*Your assignment*
Find all lines in the records that include the word "contribution", and copy them out.

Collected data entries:
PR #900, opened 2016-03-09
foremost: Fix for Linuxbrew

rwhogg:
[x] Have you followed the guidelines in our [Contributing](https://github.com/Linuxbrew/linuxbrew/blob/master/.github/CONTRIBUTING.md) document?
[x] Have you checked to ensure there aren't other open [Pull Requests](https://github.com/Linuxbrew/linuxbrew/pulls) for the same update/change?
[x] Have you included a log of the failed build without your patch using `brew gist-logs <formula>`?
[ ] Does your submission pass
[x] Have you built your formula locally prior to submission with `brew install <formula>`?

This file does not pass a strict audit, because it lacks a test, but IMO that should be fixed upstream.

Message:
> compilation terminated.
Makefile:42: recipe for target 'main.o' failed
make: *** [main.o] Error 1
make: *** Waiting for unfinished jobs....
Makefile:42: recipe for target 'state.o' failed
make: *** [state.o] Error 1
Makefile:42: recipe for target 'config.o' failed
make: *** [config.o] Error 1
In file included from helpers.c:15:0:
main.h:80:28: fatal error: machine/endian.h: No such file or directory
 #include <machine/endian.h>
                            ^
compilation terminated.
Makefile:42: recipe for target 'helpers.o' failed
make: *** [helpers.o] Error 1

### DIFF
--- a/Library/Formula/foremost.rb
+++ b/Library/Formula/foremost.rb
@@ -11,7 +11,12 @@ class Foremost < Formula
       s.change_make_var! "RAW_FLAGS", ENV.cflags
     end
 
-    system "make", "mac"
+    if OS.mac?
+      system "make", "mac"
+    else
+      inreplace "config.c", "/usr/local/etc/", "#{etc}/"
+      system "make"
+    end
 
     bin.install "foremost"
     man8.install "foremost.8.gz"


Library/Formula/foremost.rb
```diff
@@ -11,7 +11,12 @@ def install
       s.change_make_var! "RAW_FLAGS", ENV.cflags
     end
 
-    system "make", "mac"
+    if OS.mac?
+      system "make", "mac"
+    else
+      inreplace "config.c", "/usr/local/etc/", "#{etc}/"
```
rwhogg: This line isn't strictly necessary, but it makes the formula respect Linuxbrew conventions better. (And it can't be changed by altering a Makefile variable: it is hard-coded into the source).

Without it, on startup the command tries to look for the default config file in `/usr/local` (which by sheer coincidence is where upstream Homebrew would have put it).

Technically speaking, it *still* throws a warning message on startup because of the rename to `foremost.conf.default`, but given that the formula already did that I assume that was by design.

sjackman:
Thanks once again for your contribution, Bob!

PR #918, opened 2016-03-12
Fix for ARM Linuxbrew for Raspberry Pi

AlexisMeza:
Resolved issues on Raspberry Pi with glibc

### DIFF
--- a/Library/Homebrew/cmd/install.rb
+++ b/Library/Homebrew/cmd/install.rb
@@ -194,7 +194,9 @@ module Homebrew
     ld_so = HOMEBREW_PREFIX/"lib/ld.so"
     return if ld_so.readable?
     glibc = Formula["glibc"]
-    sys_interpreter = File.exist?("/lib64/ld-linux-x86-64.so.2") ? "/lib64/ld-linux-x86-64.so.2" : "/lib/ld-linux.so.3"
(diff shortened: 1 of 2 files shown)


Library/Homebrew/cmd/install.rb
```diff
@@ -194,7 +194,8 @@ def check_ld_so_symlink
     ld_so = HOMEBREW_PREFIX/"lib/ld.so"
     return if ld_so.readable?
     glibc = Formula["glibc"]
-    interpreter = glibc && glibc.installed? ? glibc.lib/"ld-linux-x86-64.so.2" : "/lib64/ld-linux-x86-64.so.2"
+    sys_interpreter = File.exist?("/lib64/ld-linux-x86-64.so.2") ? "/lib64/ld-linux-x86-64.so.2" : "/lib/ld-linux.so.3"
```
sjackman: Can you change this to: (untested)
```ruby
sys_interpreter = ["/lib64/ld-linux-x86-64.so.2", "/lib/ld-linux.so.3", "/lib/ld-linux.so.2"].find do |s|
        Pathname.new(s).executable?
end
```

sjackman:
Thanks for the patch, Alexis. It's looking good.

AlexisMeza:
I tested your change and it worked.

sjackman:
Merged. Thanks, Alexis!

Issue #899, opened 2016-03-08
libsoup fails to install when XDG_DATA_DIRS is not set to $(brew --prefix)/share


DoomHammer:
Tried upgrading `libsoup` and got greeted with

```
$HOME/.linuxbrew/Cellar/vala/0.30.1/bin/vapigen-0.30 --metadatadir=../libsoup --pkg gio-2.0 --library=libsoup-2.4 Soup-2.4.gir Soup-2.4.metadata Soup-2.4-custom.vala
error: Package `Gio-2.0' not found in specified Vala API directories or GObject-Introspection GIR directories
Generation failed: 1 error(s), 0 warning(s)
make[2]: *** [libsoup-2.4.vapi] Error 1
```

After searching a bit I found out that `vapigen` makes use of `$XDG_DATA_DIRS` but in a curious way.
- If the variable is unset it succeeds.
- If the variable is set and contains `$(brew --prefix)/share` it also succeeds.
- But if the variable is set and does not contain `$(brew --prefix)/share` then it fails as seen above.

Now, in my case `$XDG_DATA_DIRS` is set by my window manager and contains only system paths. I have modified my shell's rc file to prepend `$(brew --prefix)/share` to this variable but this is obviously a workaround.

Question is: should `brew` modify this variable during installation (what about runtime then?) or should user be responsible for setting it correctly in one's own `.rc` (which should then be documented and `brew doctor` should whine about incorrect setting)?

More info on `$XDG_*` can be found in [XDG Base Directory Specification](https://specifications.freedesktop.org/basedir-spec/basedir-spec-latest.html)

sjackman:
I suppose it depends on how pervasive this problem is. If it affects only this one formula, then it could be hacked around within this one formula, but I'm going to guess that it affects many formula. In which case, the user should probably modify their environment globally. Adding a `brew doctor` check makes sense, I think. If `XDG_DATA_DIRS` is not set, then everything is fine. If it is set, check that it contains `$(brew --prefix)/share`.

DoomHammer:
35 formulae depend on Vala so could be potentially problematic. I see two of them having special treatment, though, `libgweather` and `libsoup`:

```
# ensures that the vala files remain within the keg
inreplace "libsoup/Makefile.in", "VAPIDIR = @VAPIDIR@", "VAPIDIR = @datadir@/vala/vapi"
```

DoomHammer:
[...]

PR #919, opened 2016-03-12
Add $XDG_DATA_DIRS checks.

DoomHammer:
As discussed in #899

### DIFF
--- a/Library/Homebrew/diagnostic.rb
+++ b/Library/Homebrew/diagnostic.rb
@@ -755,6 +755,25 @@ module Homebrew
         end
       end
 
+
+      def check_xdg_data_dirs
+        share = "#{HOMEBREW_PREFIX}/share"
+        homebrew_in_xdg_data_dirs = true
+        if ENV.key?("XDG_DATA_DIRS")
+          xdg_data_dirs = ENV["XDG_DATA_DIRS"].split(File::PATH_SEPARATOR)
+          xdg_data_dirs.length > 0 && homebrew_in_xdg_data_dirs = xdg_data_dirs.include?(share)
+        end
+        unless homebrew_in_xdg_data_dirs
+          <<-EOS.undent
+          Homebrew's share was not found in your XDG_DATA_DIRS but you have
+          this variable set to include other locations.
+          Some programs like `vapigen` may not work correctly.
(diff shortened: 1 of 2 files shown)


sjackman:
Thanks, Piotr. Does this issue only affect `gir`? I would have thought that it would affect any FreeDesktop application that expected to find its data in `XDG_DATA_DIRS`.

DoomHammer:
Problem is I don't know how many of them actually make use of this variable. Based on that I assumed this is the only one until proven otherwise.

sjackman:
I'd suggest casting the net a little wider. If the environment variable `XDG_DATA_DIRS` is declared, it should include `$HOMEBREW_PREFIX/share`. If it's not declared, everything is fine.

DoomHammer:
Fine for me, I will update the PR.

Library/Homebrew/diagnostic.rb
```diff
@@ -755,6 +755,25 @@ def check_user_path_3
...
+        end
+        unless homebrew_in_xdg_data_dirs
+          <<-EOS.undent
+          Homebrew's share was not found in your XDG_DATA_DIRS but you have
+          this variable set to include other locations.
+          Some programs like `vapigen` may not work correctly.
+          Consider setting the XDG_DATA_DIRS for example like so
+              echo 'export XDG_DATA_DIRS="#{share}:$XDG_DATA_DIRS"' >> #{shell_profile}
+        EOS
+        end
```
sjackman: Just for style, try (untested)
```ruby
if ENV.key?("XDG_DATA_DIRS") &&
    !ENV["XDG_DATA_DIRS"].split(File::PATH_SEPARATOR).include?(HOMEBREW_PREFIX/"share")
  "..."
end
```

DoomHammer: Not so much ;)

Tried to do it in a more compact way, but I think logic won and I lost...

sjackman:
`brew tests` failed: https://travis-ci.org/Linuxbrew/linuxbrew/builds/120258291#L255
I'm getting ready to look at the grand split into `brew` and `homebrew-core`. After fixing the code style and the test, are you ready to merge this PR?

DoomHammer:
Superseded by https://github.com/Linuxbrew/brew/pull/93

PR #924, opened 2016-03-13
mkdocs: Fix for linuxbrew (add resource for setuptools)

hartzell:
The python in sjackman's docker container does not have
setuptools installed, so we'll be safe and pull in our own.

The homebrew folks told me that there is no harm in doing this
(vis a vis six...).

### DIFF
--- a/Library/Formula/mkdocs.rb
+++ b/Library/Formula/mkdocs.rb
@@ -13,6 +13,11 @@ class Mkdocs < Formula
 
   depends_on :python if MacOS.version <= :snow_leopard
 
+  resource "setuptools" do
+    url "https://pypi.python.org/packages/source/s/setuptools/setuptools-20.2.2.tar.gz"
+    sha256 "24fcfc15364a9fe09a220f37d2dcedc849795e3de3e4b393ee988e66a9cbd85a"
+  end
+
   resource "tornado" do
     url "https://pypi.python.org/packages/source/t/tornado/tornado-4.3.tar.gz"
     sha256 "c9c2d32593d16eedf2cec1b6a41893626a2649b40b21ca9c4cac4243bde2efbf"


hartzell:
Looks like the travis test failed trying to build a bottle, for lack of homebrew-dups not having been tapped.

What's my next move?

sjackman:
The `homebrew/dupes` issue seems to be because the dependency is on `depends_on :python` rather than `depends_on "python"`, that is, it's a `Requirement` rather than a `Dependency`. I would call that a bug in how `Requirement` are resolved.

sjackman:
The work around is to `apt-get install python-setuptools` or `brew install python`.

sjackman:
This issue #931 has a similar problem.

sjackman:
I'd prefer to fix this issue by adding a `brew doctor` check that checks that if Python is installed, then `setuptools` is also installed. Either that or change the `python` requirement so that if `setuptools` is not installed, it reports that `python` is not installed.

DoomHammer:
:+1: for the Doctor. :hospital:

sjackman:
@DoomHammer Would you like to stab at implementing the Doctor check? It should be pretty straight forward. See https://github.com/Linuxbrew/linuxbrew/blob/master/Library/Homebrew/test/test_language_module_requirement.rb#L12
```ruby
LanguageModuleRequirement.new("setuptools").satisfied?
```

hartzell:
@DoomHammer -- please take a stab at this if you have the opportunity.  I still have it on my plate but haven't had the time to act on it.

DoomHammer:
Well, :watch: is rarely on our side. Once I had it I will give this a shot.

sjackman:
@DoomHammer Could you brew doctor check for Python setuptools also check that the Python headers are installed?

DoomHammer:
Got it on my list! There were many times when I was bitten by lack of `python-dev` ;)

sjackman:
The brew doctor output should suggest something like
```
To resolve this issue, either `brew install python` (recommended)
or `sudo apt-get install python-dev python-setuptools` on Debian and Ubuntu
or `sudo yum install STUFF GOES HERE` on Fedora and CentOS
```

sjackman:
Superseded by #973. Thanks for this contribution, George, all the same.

*Task output*
Thanks once again for your contribution, Bob!
Superseded by #973. Thanks for this contribution, George, all the same.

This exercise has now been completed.